PR #499, opened 2018-07-11
Fix DESTDIR support for the Python package again

embray:
Fixes regression against #490 introduced by 63a629f5e363a467abff1fa29becf42fe55b79f9 and b3cd73f369d4ea14f12824f0f3c4a06a9aa0e1b1 `CMAKE_INSTALL_PREFIX` is *not* the same thing as `DESTDIR`, and `--prefix` is not the same thing as `--root` (though both can coexist).

The installation path ends up being `<root><prefix>/<libdir>/<pythonX.Y>/site-packages/`.  By default root is normally `/` but the point of `DESTDIR` is to change that to an alternate path (e.g. for packaging).

### DIFF
--- a/python/CMakeLists.txt
+++ b/python/CMakeLists.txt
@@ -61,7 +61,7 @@ add_custom_target(python_interface
                   ALL DEPENDS ${OUTPUT}/timestamp)
 
 install(CODE "execute_process(
-    COMMAND ${PYTHON_EXECUTABLE} ${SETUP_PY} install --prefix=${CMAKE_INSTALL_PREFIX} --record files.txt
+    COMMAND ${PYTHON_EXECUTABLE} ${SETUP_PY} install --root=\$ENV{DESTDIR} --prefix=${CMAKE_INSTALL_PREFIX} --record files.txt
     WORKING_DIRECTORY ${CMAKE_CURRENT_BINARY_DIR})"
 )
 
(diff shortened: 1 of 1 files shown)


cipherboy:
@msoos For reference, the Fedora package ([spec file here](https://src.fedoraproject.org/rpms/cryptominisat/blob/master/f/cryptominisat.spec#_75-76)) uses the contents of this PR to package CMS.

msoos:
Ah, that's good feedback y thank you! Okay, I'll try my best to fix the
surrounding issues and pull this ASAP :) Thank you both!

embray:
Supporting `CMAKE_INSTALL_PREFIX` properly definitely makes sense, and is probably something I should have included in my original fix.    Though `--root` and `--prefix` are really both necessary for packaging purposes.

embray:
I think I see what the problem might have been.  distutils has an annoyance that if `--root=` is passed an empty value, it takes the current directory as the root and strips the leading `/` off existing paths.  I didn't catch this because my use case was packaging with `DESTDIR` and I only tested with it, not without it.  Without `DESTDIR` it did not install properly.  That's my bad.

embray:
Confirmed that that was likely the issue.

msoos:
Thank you so much! Yeah, all checks have passed so I guess this should fix it for good. Thank you again!

PR #492, opened 2020-03-10
Fix upgrading by bumping pip-tools; use python 3.5 for CI

timmc-edx:


timmc-edx:
I'm not totally sure if downgrading Python from 3.6 to 3.5 is correct, since this isn't deployed per se, but it would put it in line with our other repos.

robrap:
@timmc-edx: I'd have the same question about Python 3.5 vs 3.6.  It would be great if we could have a documented decision around this for people to refer to.

jmbowman (approved):
Switching to 3.5 for consistency seems like a good idea.  We're likely to go to 3.8 next rather than 3.6 anyway, so not sure we gain much from 3.6 testing.

PR #491, opened 2020-03-10
Accelerate dev.up by disable program caching

regisb:
By default, program caching is executed every time a user runs `make
dev.up`. This is prohibitive and annoying for most developers who are
not working on programs. This change makes programs caching opt-out by
default. To launch the platform with programs caching, run:

    make dev.up.<service> dev.cache-programs

or:

    make dev.up.with-programs.<service>

or:

    make dev.up.with-programs

PR #493, opened 2020-03-11
Add ALWAYS_CACHE_PROGRAMS configuration option

kdmccormick:
By request, a follow-up to @regisb 's PR, which disables default program caching: https://github.com/edx/devstack/pull/491

This will allow developers to revert back to behavior where programs are copied to LMS cache upon startup by default by creating an `options.local.mk` file. This system can also be used in the future for any Devstack configuration options.

### DIFF
--- a/.gitignore
+++ b/.gitignore
@@ -102,3 +102,6 @@ local.mk
 
 # Data used in feature toggle reporter
 feature-toggle-data/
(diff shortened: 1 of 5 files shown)


iloveagent57 (approved):
👍 I like it.

PR #497, opened 2020-03-18
Add mysql 5.7 container.

adzuci:


bderusha (approved):

regisb:
This commit just broke my devstack :cry: 

Could we please not use the devstack master branch for experimenting with database migrations? I do not want to run multiple copies of mysql next to one another, and I suspect no one else does.

A comment on PR #502 says "Might not help people that have upgraded in meantime". INDEED.

Mistakes happen, I get it. At the very minimum, could we have prominent instructions in the readme that explain that mysql57 should be disabled in docker-compose.yml? And warning that if we upgraded then we should pull new changes? There are many people out there relying on the devstack to work on the master branch of Open edX and it's important that it remains both stable and well documented.

I'm trying to get my devstack back up since yesterday and this is the _third_ undocumented, blocking issue which I have encountered. Reverse-engineering issues across the edx-platform, devstack and configuration repos takes a very long time and it's distressing.

adzuci:
Hey @regisb I'm looking into this now.  The original issue was that I added the separate mysql 5.7 container and pointed it at the mysql5.6 volume which resulted in the new mysql upgrading the data in a one way fashion.  I had believed that the issue had been resolved but clearly I was mistaken.  

@kdmccormick my instict was to merge https://github.com/edx/devstack/pull/502 to quickly resolve the issue, but I'm doing some more digging to understand the timeline and current status.

adzuci:
@regisb Thanks for raising this issue it looks like there is definitely more work to do.  The original issue was identified by @mikix and others when it cause them to accidentally upgrade their 5.6 container to 5.7.  We at least partially fixed this for future upgrades with https://github.com/edx/devstack/pull/504, however since some users are now using the 5.7 container to prepare for the future upgrade we don't want to remove the container altogether.

We are suggesting that folks who built outor upgraded devstack between `4e8f` (3/21) to `4a3240e27` (3/26) should:

1: Reprovision your mysql volume.
2: Force the upgrade by replacing the 5.6 container with the 5.7 container (if you do this know that your devstack will not catch 5.6 issues that may be found in pre 5.7 production environments.)
3: Figure out how to downgrade volumes: https://dev.mysql.com/doc/refman/5.7/en/downgrading-to-previous-series.html

One thing that may help with this issue and the future upgrade would be to add a config option to switch back and forth between 5.6 and 5.7 which we're now looking into.

kdmccormick:
Sorry that this screwed up your devstack database @regisb . Know that the backwards-incompatibility of this was unintentional; the container was meant to point at its own volume, which would have made it a no-op on a clean Devstack.

My DB volume also got messed up by this. The imperfect fix I went with is @adzuci 's approach # 2, which is done by going to the `mysql` section of docker-compose.yml and changing `image: mysql:5.6` to `image: mysql:5.7`. Your old data should still be intact, but you'll be running MySQL 5.7 instead of 5.6. The "config option" that @adzuci mentions would make it so that you could do this without putting your devstack checkout in a dirty state.

regisb:
What I did was simply to trash the mysql volume, but that's ok: there wasn't any precious data there. As I said to @adzuci in private conversation, it's perfectly fine to make mistakes. I am not concerned about the bug or the loss of data. My problem is that I wasted a lot of time finding the fix for this **undocumented** issue. 

I think this is a great time to add a CHANGELOG.md file to the Devstack. A changelog is the best place for developers to communicate breaking changes made to the devstack.

PR #502, opened 2020-03-26
WIP: Revert mysql57 container if needed

adzuci:


mikix (approved):
Might not help people that have upgraded in meantime, but stops any bleeding.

++++++++

_PROBLEM:_ Copy out every line of the material above that mentions the word "passed".

_SOLUTION FOR THIS PROBLEM:_
I think I see what the problem might have been.  distutils has an annoyance that if `--root=` is passed an empty value, it takes the current directory as the root and strips the leading `/` off existing paths.  I didn't catch this because my use case was packaging with `DESTDIR` and I only tested with it, not without it.  Without `DESTDIR` it did not install properly.  That's my bad.
Thank you so much! Yeah, all checks have passed so I guess this should fix it for good. Thank you again!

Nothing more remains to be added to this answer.